Getting matched substrings ???

I read in the paper "Bro: A
System for Detecting Network Intruders in Real-Time" this phrase about
REGEX implementation : "Second, we anticipate matching sets of patterns
and wanting to know which subset were matched by a given set of
text...". I thought I could get the matched substring by the signatures,
but unfortunately I can't get out of it...

(That text refers to regular-expression matching on general strings, rather
than the context-based signature analyzer that Robin added to Bro, by the
way.)

Since writing that, Bro's style has moved more towards pushing extraction
of elements into either the event engine itself, or into built-in functions,
rather than trying to do it using regular expressions over strings. If it
were easy to add subexpressions to Bro's RE matcher, I'd be happy to do so,
but it's quite a bit of work.

If you give an example of where you want to do this, perhaps we can suggest
alternate ways of structuring your analyzer.

    Vern

Robin Sommer wrote:

text...". I thought I could get the matched substring by the signatures, but unfortunately I can't get out of it...
   
event signature_match(state: signature_state, msg: string, data: string)

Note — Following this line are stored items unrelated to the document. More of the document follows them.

PR #376, opened 2017-10-19
DWR-1092 STEP 1- added more tests

agorina:


exam-processor/src/main/java/org/opentestsystem/rdw/ingest/processor/model/Exam.java
```diff
@@ -269,7 +268,7 @@ public boolean equivalent(final Exam other) {
                 Objects.equals(handScoreProject, other.handScoreProject) &&
                 Objects.equals(contract, other.contract) &&
                 Objects.equals(testReason, other.testReason) &&
-                Objects.equals(assessmentAdminStartedAt, other.assessmentAdminStartedAt) &&
+//      TODO:          Objects.equals(assessmentAdminStartedAt, other.assessmentAdminStartedAt) &&
                 Objects.equals(startedAt, other.startedAt) &&
```
agorina: I will need help here, or more research.  

This is the only 'date' field in MySQL, but for some reason it still gets a time and 4 hours difference between what is stored and read back. I am not going to merge until it is resolved.

exam-processor/src/main/java/org/opentestsystem/rdw/ingest/processor/model/ExamItem.java
```diff
@@ -123,7 +123,7 @@ private ExamItemSubScore getByTraitId(final int traitId) {
                 return subScore;
             }
         }
-        return null;
+        return new ExamItemSubScore(traitId, null, null);
```
agorina: Since we are pivoting the data, we always have 3 trait score in the db table, and when we read the data back they all need to be present to compare the before and after for the update.

exam-processor/src/test/java/org/opentestsystem/rdw/ingest/processor/repository/impl/ExamRepositoryIT.java
```diff
@@ -241,8 +242,62 @@ public void itShouldCreateExams() {
     }
 
     @Test
+    public void itShouldNotModifyAnUnchangedExamWithNullValues() {
```
agorina: I have noticed in my last change that I accidently merged into develop without a PR that we were not handling nullable values when comparing before and after for the update. All null Long, Double and Int were converted to 0 and treated as an update. I fixed it in that accidental merge, but adding tests here to prove that it works.

exam-processor/src/main/java/org/opentestsystem/rdw/ingest/processor/model/Exam.java
```diff
@@ -39,7 +38,7 @@
     private Long handScoreProject;
     private String contract;
     private String testReason;
-    private Date assessmentAdminStartedAt;
+    private LocalDate assessmentAdminStartedAt;
```
agorina: Does this look right for storing just a date?

bgsavage: I'm not trying to claim to be a java expert, but why not `Instant` ?

agorina: According to the data model this field has 'YYYY-MM-DD', Instant is more precise and I did not want to 'create' hours, min, sec.

agorina: It is getting more complicated than I wanted. Maybe I should change to `timestamp` in the db  and `Instant` here. 

Here is what is happening:
Data Model says that the format is 'YYYY-MM-DD'.
Our object model (generated from XSD) returns java.util.Date.
To convert java.until.Date to LocalDate, it looks like I need a ZoneId? 
If the above is true, then I am back to the time offset.

Oh, and I forgot to mention that working with java dates is my favorite thing!
Any help is very much appreciated.

chdietz: I think maybe the issue is the data model is wrong, or if the XSD has Date should we go with that because that may be the way ETS will send it.

malaffoon: I agree that the generated data model may be wrong. `java.util.Date` has a timezone associated with it, which we don't want. We should change the data model to be LocalDate. In lieu of that we can add a utility that converts the data model Date to a LocalDate assuming some timezone (not sure if it should be GMT, EST, PST and hopeful that it doesn't matter a lot).

exam-processor/src/main/java/org/opentestsystem/rdw/ingest/processor/model/Exam.java
malaffoon: LocalDate should be comparing only year,month,day?

PR #378, opened 2017-10-19
Reduce RST spring environment overhead

wtritch:
These changes make a minor improvement to RST execution speed, but the suite still takes ~15 minutes to run on my local machine.  After sampling CPU usage during one of the tests, it appears that the vast majority of time is spent waiting on Aurora and Redshift.  I'm not sure if that can be sped up at all.  At least, not without a drastic change like switching to a developer-local mock AWS stack: https://github.com/localstack/localstack

### DIFF
--- a/migrate-olap/src/main/java/org/opentestsystem/rdw/ingest/migrate/olap/MigrateOlapReportingApplication.java
+++ b/migrate-olap/src/main/java/org/opentestsystem/rdw/ingest/migrate/olap/MigrateOlapReportingApplication.java
@@ -6,13 +6,20 @@ import org.opentestsystem.rdw.migrate.common.config.MigrateWarehouseToStagingSql
 import org.opentestsystem.rdw.utils.YamlPropertiesConfigurator;
 import org.springframework.boot.SpringApplication;
 import org.springframework.boot.autoconfigure.SpringBootApplication;
+import org.springframework.cloud.aws.autoconfigure.cache.ElastiCacheAutoConfiguration;
+import org.springframework.cloud.aws.autoconfigure.context.ContextStackAutoConfiguration;
+import org.springframework.cloud.aws.autoconfigure.mail.MailSenderAutoConfiguration;
 import org.springframework.context.annotation.Import;
 import org.springframework.context.annotation.PropertySource;
 
 /**
  * Spring boot application class
  */
-@SpringBootApplication
+@SpringBootApplication(exclude = {
+        ElastiCacheAutoConfiguration.class,
+        MailSenderAutoConfiguration.class,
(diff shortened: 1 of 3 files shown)


migrate-olap/src/main/java/org/opentestsystem/rdw/ingest/migrate/olap/MigrateOlapReportingApplication.java
```diff
@@ -6,13 +6,20 @@
...
 
 /**
  * Spring boot application class
  */
-@SpringBootApplication
+@SpringBootApplication(exclude = {
+        ElastiCacheAutoConfiguration.class,
+        MailSenderAutoConfiguration.class,
+        ContextStackAutoConfiguration.class
+})
```
wtritch: I added the same exclusions that exist on the import-service.  During testing I found the ElastiCacheAutoConfiguration was consuming a fair number of cycles at startup.

migrate-olap/src/test/java/org/opentestsystem/rdw/ingest/migrate/olap/SpringBatchIT.java
```diff
@@ -14,7 +15,10 @@
 
 @RunWith(SpringRunner.class)
 @SpringBootTest
-@ContextConfiguration(classes = {SpringBatchIT.BatchTestConfig.class})
+@ContextConfiguration(classes = {
+        TestConfiguration.class,
+        SpringBatchIT.BatchTestConfig.class
+})
```
wtritch: I added the Spring-defined TestConfiguration to the context configuration.  It adds a few fast-aborts to internal spring autoconfiguration/setup.

migrate-olap/src/test/java/org/opentestsystem/rdw/ingest/migrate/olap/TestAppConfig.java
```diff
@@ -16,14 +13,12 @@
...
-@Import({MigrateOlapReportingConfiguration.class,
-        OlapReportingMigrateStepsConfig.class,
+@Import({
+        ConfigurationPropertiesAutoConfiguration.class,
         YamlPropertiesConfigurator.class,
+        MigrateOlapReportingConfiguration.class,
         DataSourceConfiguration.class,
-        MigrateWarehouseToStagingSqlConfiguration.class,
-        MigrateStagingToReportingSqlConfiguration.class,
         ArchiveServiceConfiguration.class
```
wtritch: I got rid of the general \@EnableAutoConfiguration annotation in favor of just including the imports we need.  I also removed some imports that were already coming in as transitive dependencies.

The 'data' parameter of the signature_match event contains the
payload that lead to the match. (More precisely, it contains the
last chunk of payload that eventually triggered the match; for TCP,
it depends on the reassembly what exactly is passed).

Is this what you're looking for?

Robin

Vern Paxson wrote:

> I read in the paper "Bro: A
> System for Detecting Network Intruders in Real-Time" this phrase about
> REGEX implementation : "Second, we anticipate matching sets of patterns
> and wanting to know which subset were matched by a given set of
> text...". I thought I could get the matched substring by the signatures,
> but unfortunately I can't get out of it...

(That text refers to regular-expression matching on general strings, rather
than the context-based signature analyzer that Robin added to Bro, by the
way.)

Since writing that, Bro's style has moved more towards pushing extraction
of elements into either the event engine itself, or into built-in functions,
rather than trying to do it using regular expressions over strings. If it
were easy to add subexpressions to Bro's RE matcher, I'd be happy to do so,
but it's quite a bit of work.

If you give an example of where you want to do this, perhaps we can suggest
alternate ways of structuring your analyzer.

                Vern

In fact, I use the "data" parameter at the moment to get the whole payload, but the real idea was to get only the part that matched.
Here is a simple example of what I'd like to do :

*signature apache-server {
    ip-proto == tcp
    src-port == 80
    payload /Server: [aA][pP][aA][cC][hH][eE].***/
    event "Apache"
    tcp-state responder
}

Then, in a policy script, I thought I could get "Apache//version/", using the function sub_bytes(), associated to the IP@ of the host (contained in the signature_state). It was an easy way to know that the information I needed was 8 characters ("Server: ") after the beginning of the matched substring.

*To sum up, I'd like to get some hosts characteristics like : *this host (IP@ W.X.Y.Z) is now running Apache 1.3.29*.

This sounds exactly like what software.bro is doing. Have you tried
that? (You also need to load http-reply.bro as it doesn't use the
signature engine but the HTTP decoder).

Robin

Robin Sommer wrote:

*To sum up, I'd like to get some hosts characteristics like : *this host (IP@ W.X.Y.Z) is now running Apache 1.3.29*.
   
This sounds exactly like what software.bro is doing. Have you tried
that? (You also need to load http-reply.bro as it doesn't use the
signature engine but the HTTP decoder).

Robin

Sounds great in fact !!! I've just tested it, and it will help me for sure. Thanks !!!

Now, next stage will be to get other information contained in URLs, like sensitive CGIs.
I've just seen http-request.bro implements such features, so I'm having a look at it...

Yohann.